Angesichts der veränderten politischen Lage ist Abbas seitens der eigenen Landsleute unter enormen Druck geraten, den Beitrittsantrag Palästinas zum Internationalen Strafgerichtshof zu unterzeichnen. Doch er zögert, weil er weiß, daß Israel mit drakonischen Maßnahmen reagieren wird, die auch für ihn persönlich negative Konsequenzen wie die Einschränkung der Reisefreiheit und die Sperrung von ausländischen Hilfsgeldern, aus denen die Gehälter aller Bediensteten der Palästinensischen Autonomiebehörde (PA) bezahlt werden, haben könnten. Nichtsdestotrotz will Abbas bei der bevorstehenden Generalversammlung der Vereinten Nationen in New York den Sicherheitsrat förmlich darum bitten, für eine Freigabe der besetzten Gebiete und einen Rückzug Israels hinter den Grenzen von 1967 innerhalb von drei Jahren zu sorgen. In dem Zusammenhang will er auch den Beitritt Palästinas zum Internationalen Strafgerichtshof beantragen. Darüber hat Hanan Ashrawi vom PLO-Vorstand die amerikanische UN-Botschafterin Samantha Power bei einem Besuch in New York am 2. September in Kenntnis gesetzt.

Über die Pläne von Abbas, die für Mitglieder des Netanjahu-Kabinetts und israelische Offiziere zu höchst peinlichen Anklagen wegen Kriegsverbrechen führen könnten, ist in Washington und Tel Aviv niemand glücklich. Doch gleichzeitig weiß offenbar weder in der amerikanischen noch in der israelischen Regierung jemand, wie sich die Umsetzung jener Pläne noch verhindern ließe. Von den ständigen Drohungen Netanjahus, Abbas müsse sich zwischen der Zusammenarbeit mit Israel oder den "Terroristen" von der Hamas entscheiden, zeigt sich der palästinensische Präsident bislang unbeeindruckt. Dennoch werden die USA und Israel in den nächsten Wochen vermutlich alle Hebel in Bewegung setzen, um Fatah und Hamas auseinanderzudividieren und Abbas und die Führungsriege in Ramallah wieder auf Beschwichtigungskurs zu bringen.

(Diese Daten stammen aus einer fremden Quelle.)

Issue #129, opened 2022-12-12
UW-209


WeirAE:
**Description**
https://jira-epic.woc.noaa.gov/browse/UW-209

**Requirements**
Test that the assumptions that the polymorphism built into the Config subclasses for YAML, namelists and INI files is sufficient to transform to another subclass. May require making the input file path optional in the '__init__' methods of each.

**Acceptance Criteria (Definition of Done)**
One additional test in test_config.py must test all transform combinations and complete successfully

WeirAE:
Test comparisons are as follows:
INI vs YAML
False
YAML ref: ['salad:', '  base: kale', '  fruit: banana', '  vegetable: tomato', '  how_many: 12', '  dressing: balsamic']
YAML out: ['salad:', '  base: kale', '  fruit: banana', '  vegetable: tomato', "  how_many: '12'", '  dressing: balsamic']

INI vs F90
False
F90 ref: ['&salad', "    base = 'kale'", "    fruit = 'banana'", "    vegetable = 'tomato'", '    how_many = 12', "    dressing = 'balsamic'", '/']
F90 out: ['&salad', "    base = 'kale'", "    dressing = 'balsamic'", "    fruit = 'banana'", "    how_many = '12'", "    vegetable = 'tomato'", '/']

YAML vs INI
False
INI ref: ['[salad]', 'base = kale', 'fruit = banana', 'vegetable = tomato', 'how_many = 12', 'dressing = balsamic', '']
INI out: ["salad={'base': 'kale', 'fruit': 'banana', 'vegetable': 'tomato', 'how_many': 12, 'dressing': 'balsamic'}"]

YAML vs F90
False
F90 ref: ['&salad', "    base = 'kale'", "    fruit = 'banana'", "    vegetable = 'tomato'", '    how_many = 12', "    dressing = 'balsamic'", '/']
F90 out: ['&salad', "    base = 'kale'", "    dressing = 'balsamic'", "    fruit = 'banana'", '    how_many = 12', "    vegetable = 'tomato'", '/']

F90 vs INI
False
INI ref: ['[salad]', 'base = kale', 'fruit = banana', 'vegetable = tomato', 'how_many = 12', 'dressing = balsamic', '']
INI out: ["salad=OrderedDict([('base', 'kale'), ('fruit', 'banana'), ('vegetable', 'tomato'), ('how_many', 12), ('dressing', 'balsamic')])"]

F90 vs YAML
False
[...]

PR #131, opened 2022-12-13
UW-209: As the set_config.py tool, I need to make sure any Config subclass an be transformed to any other Config subclass

WeirAE:
**Description**

Added test 'test_transform_config' that iterates through config options and converts to other options. Currently set to use Differ rather than assert as all seem to be showing differences currently. Changed simple.yaml to simple2.yaml for consistency in iteratable testing. Updated config.py __init__ to not require an input file so subclasses can be called without issue. Fixes issue #129 

**Type of change**

**How Has This Been Tested?**

- [x] Tests on Orion

**Checklist**


tests/test_config.py
```diff
@@ -212,3 +214,30 @@ def test_ini_config_bash():
...
+        cfgin = getattr(config, f"{test1}Config")
+        cfg = cfgin(test)
+        cfgout = getattr(config, f"{test2}Config")
+
+        with tempfile.TemporaryDirectory(dir='.') as tmp_dir:
+            out_file = f'{tmp_dir}/test_{test1.lower()}to{test2.lower()}_dump.{test2file.lower()}'
+            cfgout.dump_file(cfg, out_file)
+
+            #assert filecmp.cmp(ref, out_file)
+            print(f"{test1} vs {test2}")
```
WeirAE, line 238: going to have to replace this with logging once #122 gets pulled

tests/test_config.py
```diff
@@ -212,3 +214,30 @@ def test_ini_config_bash():
...
+            with open(ref) as file_1, open(out_file) as file_2:
+                differ = Differ()
+
+                for line in differ.compare(file_1.readlines(), file_2.readlines()):
```
WeirAE, line 242: May also consider changing this to match the 'for line in lines' from #122 as well, although I feel that this should be evaluated more strictly than there

tests/test_config.py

Auch wenn die Militäroffensive in Gaza, die von brutalen Repressionsmaßnahmen der Israelis im Westjordanland begleitet wurde, die Palästinenser zusammengeschweißt hat, so stehen sich Fatah und Hamas immer noch höchst mißtrauisch gegenüber. Dies zeigt der explosive Streit, zu dem es beim Treffen im August in Doha zwischen Abbas und Hamas-Chef Chalid Meschal gekommen sein soll. Wie die linksgerichtete panarabische Zeitung Al Akhbar am 1. September berichtete, soll Abbas im Beisein des Emirs von Katar, Tamim bin Hamad bin Khalifa Al Thani, die Vertreter der Hamas bezichtigt haben, einen Putsch gegen die PA im Westjordanland vorbereitet und zudem trotz aller Dementis die Entführung der drei Jugendlichen aus einer jüdischen Siedlung bei Hebron durchgeführt zu haben. Meschal soll alles abgestritten und seinerseits Abbas bezichtigt haben, den Desinformationen des israelischen Inlandsgeheimdienstes Shin Beth auf den Leim gegangen zu sein. Mit einem Aufruf zur Einheit seitens Saeb Erekat, seit Jahren palästinensischer Chefunterhändler bei den Verhandlungen mit Israel, soll die bissig geführte Diskussion zu Ende gegangen sein.